Easter happened a little bit ago and for that holiday, I went all out food wise. There was ham, rolls, veggies, dessert and cheesy hash brown potatoes. Those potatoes are one of my top 10 love foods, but since I’m the only one who feels that way, I don’t make them too often. When I make this cheesy side, instead of the cream of soup, I add heavy cream and have not noticed a difference in flavor. It’s a personal choice but I recommend you give it a try. I also made a from scratch French Silk pie, which uses a bit of heavy cream for that fresh whipped topping and was AMAZING! Between those two dishes I STILL had leftover heavy cream that I really didn’t want to go to waste. That stuff is expensive and especially so here in SoCal. Which I find ironic since apparently California is known for dairy so you would think we’d get a break…anyway…

Well lookie here this kinda looks like butter…or glop but I promise it will get better!

Well lookie here this kinda looks like butter…or glop but I promise it will get better!

I was recently reading a cookbook about how if you let whipped cream made with just heavy whipping cream keep whipping it would eventually separate and make butter and buttermilk. Now if I had been in a cartoon, at that exact moment, a lightbulb would have popped up over my head. Extra heavy cream? Make butter! My house is notorious for our massive consumption of my fresh baked French Bread and honestly any other bread product that can hold butter. So with my trusty Kitchen Aid at the ready, leftover heavy cream, some time to stare at the mixer I will soon have butter (and buttermilk, what?!!?!)
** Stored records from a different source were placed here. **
PR #1376, opened 2018-04-04
Move zmodem demo to demo/

### LINKED ISSUE #1324: We're shipping the zmodem demo and it also breaks debugging
screen shot 2018-03-11 at 12 03 04 pm

It should probably live in a sub-directory of demo/ instead.

Tyriar:
Fixes #1324 

---

@FGasper I think the demo was broken before as a result of the applyAddon refactor https://github.com/xtermjs/xterm.js/pull/1130. I think it should work now but I didn't actually test it.


FGasper:
@Tyriar 
https://github.com/FGasper/xterm.js/commit/72e226923f60f001518ac4ab68d6367dd937d3b6
^^ That makes it work.

Tyriar:
Pulled it in, ready for review now.

PR #1384, opened 2018-04-11
Guard usages of DOM attached vars in setOption

### LINKED ISSUE #1383: Crash when you change options before calling open
Attempting to setOption for some options triggers a `renderer.clear`, but if the terminal has not opened yet, this will crash.

[CodePen repro](https://codepen.io/akanet/pen/wmOMoe)

relevant code: https://github.com/xtermjs/xterm.js/blob/master/src/Terminal.ts#L452

Tyriar:
Fixes #1383


Tyriar:
@jupe see the milestone

bgw:
LGTM

PR #1388, opened 2018-04-13
Improved test related npm scripts

Tyriar:
I added a section to the README explaining the main npm scripts. This change was mainly motivated because I wanted to improve test debugging as it recently broke without our knowledge. `npm run test-debug` now follows the same code path as `npm test` so breakages shouldn't occur, and it just works if you have an auto attaching debugger.

I added `npm run test-suite <file>` to make it easier to discover running single test suites, and coverage is now done separately to `npm test` so it runs much faster now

As a note, I usually do not say you need some high tech gadget to do this or that, but a stand mixer will make this so much easier and creamier. But have no fear I will include a quick way to make a bit o’ butter with just a glass jar and lid in the Notes.

I Can’t Believe It IS Butter!

Prep Time: 10 min | Total Time: Approx. 30 min | Makes: Varies

Ingredients

  • Heavy whipping cream (fresh from a farm/farmers market if possible, but the store cream will work)
  • Salt

Directions

  1. Freeze bowl and whisk attachment of your stand mixer for 15 minutes
  2. Pour cream into bowl and mix at med-high speed for 5-10 minutes, checking on it occasionally. When you begin to see the whipped cream break up and start to separate into chunks and water, keep a close eye on it as the butter will soon be ready to rinse. If necessary, stop the mixer and scrape down the sides. Don’t be alarmed if the cream begins to take on a yellowish hue. This is normal and what you want to see
  3. Once your butter and buttermilk have completely separated, remove all the chunks from the bowl and move to another bowl. Set aside the buttermilk for future use
  4. Add cold water to the butter bowl and squeeze butter to extract all the buttermilk you can. Drain the water/buttermilk out and repeat the fill, squeeze, drain twice or until the water stays mostly clear. I added some ice to my cold water which helped so unless your cold gets really cold fast out of the tap, you might want to toss some ice cubes in with your cold water
  5. Place back in bowl and add a bit of salt if you would like salted butter or leave out if you prefer unsalted. Wrap in parchment paper and refrigerate if you will use it in 3-5 days or freeze for later use.

Notes

  1. SAFETY FIRST! This butter is pure man which means no added preservatives are in it to keep it stable so use this stuff up fast! I recommend only keeping out what you will use within 3-5 days and freeze the rest. For use as a table butter, keep it refrigerated until about a half hour before the meal will be served to soften a bit. Put it right back in the fridge when the meal is over and make sure to use it up! That being said, it will still be worth it because this butter will taste awesome!
  2. HOW TO MAKE BUTTER WITHOUT FANCY GADGETS (or a butter churn). Grab a Mason jar or any glass jar with a lid that has room for your cream and then some. Fill the jar about 2/3 of the way full with heavy cream, seal with the lid and shake! Shake until you can’t shake anymore or until you see the separation as noted above. This would be a good one to make a family project so you can take shake breaks;) Once the butter and milk are separate, continue with Step 3 until you too have joined to self made butter club!